◆ **WORKING DATA**
PR #4995, opened 2023-05-21
Maya: Light family - OP-1430

tokejepsen:
## Changelog Description
Introduces new `light` family in Maya for publishing lights.

## Testing notes:
1. Add any light types into `project_settings/maya/publish/ValidateLightRequired/light_types` that needs to be considered as a `light` family.
2. Add any required attribute values into `project_settings/maya/publish/ValidateLightRequired/attribute_values`. First field is `{node_type}.{attribute_name}`, second field is the value expected.
3. Add any optional attribute values into `project_settings/maya/publish/ValidateLightOptional/attribute_values`. First field is `{node_type}.{attribute_name}`, second field is the value expected.
4. Publish and load.


openpype/hosts/maya/plugins/publish/validate_light.py
```diff
@@ -0,0 +1,111 @@
...
+
+            for shape in shapes:
+                file_nodes.extend(
+                    cmds.listConnections(
+                        shape,
+                        skipConversionNodes=True,
+                        type="file",
+                        destination=False
+                    )
+                )
```
BigRoy, line 41:
```suggestion
                file_nodes.extend(
                    cmds.listConnections(
                        shape,
                        skipConversionNodes=True,
                        type="file",
                        destination=False
                    ) or []
                )
```

openpype/hosts/maya/plugins/publish/validate_light.py
```diff
@@ -0,0 +1,111 @@
...
+
+            shape_types = {x: cmds.nodeType(x) for x in shapes}
+            invalid_types = set(shape_types.values()) - set(self.light_types)
+            invalid_nodes.extend(
+                [x for x in shape_types if shape_types[x] in invalid_types]
+            )
```
BigRoy, line 47: This making of a dict would've made much more sense if instead the dict lookup would be reversed since you're basically not using the key mapping to your benefit at all for the lookup requiring the re-iteration of all the shapes again.

```python
shapes_by_type = defaultdict(list)
for shape in shapes:
    nodetype = cmds.nodeType(shape)
    shapes_by_type[nodetype].append(shape)

invalid_types = set()
for nodetype, nodetype_shapes in shapes_by_types.items():
    invalid_types.add(nodetype)
    invalid_nodes.extend(nodetype_shapes)
```

But also since the collected invalid types don't appear to be logged further down this could've also been as simple as:
```python
for shape in shapes:
    if cmds.nodeType(shape) not in self.light_types:
        invalid_nodes.append(shape)
```

openpype/hosts/maya/plugins/create/create_light.py
```diff
@@ -0,0 +1,10 @@
+from openpype.hosts.maya.api import plugin
+
+
+class CreateLight(plugin.Creator):
+    """Light"""
```
BigRoy, line 5: "Light" seems awfully generic as a description of what this is.

Some things that crossed my mind:

- Is it only ever a single light? or possibly multiple lights?
- Are it always static lights, or also animated lights?
- Would it make more sense as "lights" as opposed to "light"?

LiborBatek (approved):
Tested publishing, Loading, Updating Versions of ```Light``` family.

All good and working now!

Small note: right now it only works when strictly light objects present in the ```Light``` instance but when putting GRP node (user groupped lights) it stops working and dont go through ```Validate```. Not sure how problematic would be to include GRP nodes too...would be handy to just select top GRP isntead of all lights in the scene used for ```Light``` instance.

image

openpype/hosts/maya/plugins/create/create_light.py
OlivierOsotimehin: maybe lightset, lightSet light_set ?

LiborBatek:
> we should also support light blocker and such from arnold (but i think they are transform)

@tokejepsen  @BigRoy User could also add any transfom nodes I guess ...this should be possible even now when set via OP Settings to the ```Validate Light``` settings list. Or not?

tokejepsen:
> > we should also support light blocker and such from arnold (but i think they are transform)
> 
> @tokejepsen @BigRoy User could also add any transfom nodes I guess ...this should be possible even now when set via OP Settings to the `Validate Light` settings list. Or not?

Yeah, havent tried but you could have `transform` as valid light type.

LiborBatek:
> Yeah, havent tried but you could have `transform` as valid light type.

Nope, seems like only ```shapes``` are the only valid types? Did try to add ```lights_GRP``` for my ```transform``` node and no luck.

@tokejepsen Can you confirm?

tokejepsen:
> Nope, seems like only `shapes` are the only valid types? Did try to add `lights_GRP` for my `transform` node and no luck.
> 
> @tokejepsen Can you confirm?

My bad. Yeah, only the shape types are being validated against atm.

Will have a think for next time I get back to this.

LiborBatek:
@BigRoy how about this PR? what u think? shouldnt we just merge it as is?? It seems quite ok to me but nothing happening here...

tokejepsen:
PR is in draft waiting for client funding.

LiborBatek:
@antirotor @BigRoy guys how about this kiddo? almost ready but on hold for such a long time. Would be cool to get it out from the doors!

moonyuet:
What is the stage of this PR? It seems to be left off for some time....

LiborBatek:
@moonyuet I think that this PR is functional at its core functionality (just for lights) however there been some proposal to broaden its function for other type of object classes like lightblocker etc. 
It really depends if these should be included within this PR or not. Maybe just review the code and test it as is should do....

tokejepsen:
Closing due to lack of client support.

◆ **TASK ITEM**
Looking at the records above, how many of their lines carry the string "True"? Answer with the number and nothing else.

◆ **OUTPUT FOR THIS EXERCISE**
2